How do FP16 performances compare between MI300X and RTX 3070?▾
MI300X achieves 1307 TFLOPS in FP16. RTX 3070 reaches 20.3 TFLOPS. The MI300X exceeds by 64 times for AI acceleration.
What is the memory bandwidth of the MI300X versus RTX 3070?▾
MI300X delivers 5300 GB/s. RTX 3070 provides 448 GB/s. Higher bandwidth on MI300X supports faster data transfers in training.
Which GPU is cheaper in the cloud?▾
RTX 3070 starts at $0.04 per hour, averaging $0.08. MI300X begins at $0.50 per hour, averaging $2.63. RTX 3070 suits budgets.
What are the TDPs for these GPUs?▾
MI300X requires 750W TDP. RTX 3070 uses 220W. Lower TDP makes RTX 3070 easier for non-datacenter setups.
Is MI300X better for AI training than RTX 3070?▾
Yes, MI300X's 1307 TFLOPS FP16 and 192 GB VRAM dominate training. RTX 3070's specs limit it to small-scale work.

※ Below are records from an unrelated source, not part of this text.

PR #398, opened 2023-02-21
feat(2d): add z-index property to nodes

ksassnowski:
Adds a `zIndex` signal to `Node` and sorts children by this value before drawing them.


BrettJay:
Oooh I was looking for such a property the other day, had to resort to changing the ordering nodes were added in the view 🤩

aarthificial (approved):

Which is cheaper to rent, the MI300X or the RTX 3070?▾
Cloud rental prices for both the MI300X and RTX 3070 vary by provider, configuration, and availability. This page shows live pricing from 25+ providers updated every 60 seconds. Scroll to the Live Cloud Pricing section to compare current rates.
How much VRAM does the MI300X have compared to the RTX 3070?▾
The MI300X has 192 GB of HBM3 memory. The RTX 3070 has 8 GB of GDDR6 memory.
Can I find MI300X and RTX 3070 GPUs available to rent right now?▾
Yes. This page shows real-time availability across 25+ cloud GPU providers. The Live Cloud Pricing section displays only in-stock offers with current pricing.
What is the main difference between the MI300X and the RTX 3070?▾
The MI300X uses the CDNA 3 architecture (2023) while the RTX 3070 uses Ampere (2020). The MI300X delivers 64.4x the FP16 throughput and 11.8x the memory bandwidth of the RTX 3070.